The expected answer is a bare count of the lines in the data below that contain "should".

*** Record set

PR #172, opened 2020-07-09
update to only return first location

ath-chen:


app/helpers/sellers_helper.rb
```diff
@@ -2,7 +2,7 @@
 
 module SellersHelper
   def self.generate_seller_json(seller:)
-    locations = seller.locations
+    locations = seller.locations[0]
```
justintmckibben, line 5: nit: seller.locations.first

justintmckibben, line 5: also do you mind logging Rails.logger.info whenever seller.locations.size is > 1? It'll be useful information for us to see when a seller has more than one location so that we can go and delete the extra location

app/helpers/sellers_helper.rb
```diff
@@ -2,7 +2,7 @@
 
 module SellersHelper
```
justintmckibben, line 3: This module has tests that you're going to have to update — also I have a feeling that some other adjacent tests will fail 😅

app/helpers/sellers_helper.rb
danthaman44, line 5: lets rename this variable 'location'. Ideally we would change the name of the field in the JSON to 'location' as well, but that will require a simultaneous front-end change

justintmckibben: Dan brings up a good point. We should actually probably keep this field as-is, and add a new field called "location" that only returns the first location. Then we should migrate the frontend to use the new field, THEN delete the old "locations" field

app/helpers/sellers_helper.rb
ath-chen: i checked! didn't see anything and ctrl + f didn't see any location test errors besides the one in the helper

app/helpers/sellers_helper.rb
ath-chen: made this and all the other VVV updates

jacoblb64:
Closing this as I don't think it's relevant anymore -- our front-end handles and expects multiple locations at this point. @ath-chen feel free to re-open or discuss if you feel otherwise!

PR #173, opened 2020-07-10
Reducing SQL queries by using distinct on

jacoblb64:


app/models/seller.rb
```diff
@@ -75,26 +75,25 @@ def amount_raised
...
-                  .inject(0) do |sum, gift_card|
-      sum + gift_card.amount
-    end
+    GiftCardDetail
+      .joins(:item)
+      .where(items: {
+               seller_id: id,
+               refunded: false
+             })
+      .joins("join (#{GiftCardAmount.latest_amounts_sql}) as la on la.gift_card_detail_id = gift_card_details.id")
```
justintmckibben, line 84: I didn't know that you could do this

app/models/seller.rb
```diff
@@ -75,26 +75,25 @@ def amount_raised
...
-                  .inject(0) do |sum, donation|
-      sum + donation.amount
-    end
+    DonationDetail
+      .joins(:item)
+      .where(items: {
+               seller_id: id,
+               refunded: false
+             })
+      .sum(:amount)
```
justintmckibben, line 96: Does this sum in SQL as opposed to in rails?

justintmckibben:
Still looks good!

spec/models/seller_spec.rb
```diff
@@ -180,6 +180,18 @@
           gift_card_detail: gift_card_detail2,
           created_at: Time.current + 1.day
         )
+        # Extraneous gift card amounts that should be ignored since it only
+        # should use the most recent ammount (aka the one updated a day later)
```
stzhng, line 184: amount typo; rest looks great to me

justintmckibben: Will fix in a followup!

app/models/seller.rb
jacoblb64: Yup! Makes it into `SELECT SUM(amount)`--which I believe should be more efficient here as the query is now retreiving only one value, instead of the set which we then have to sum in code

app/models/seller.rb
jacoblb64: I just learned it too ahaha, seemed like the best way to do this!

******

Solution to the exercise: 4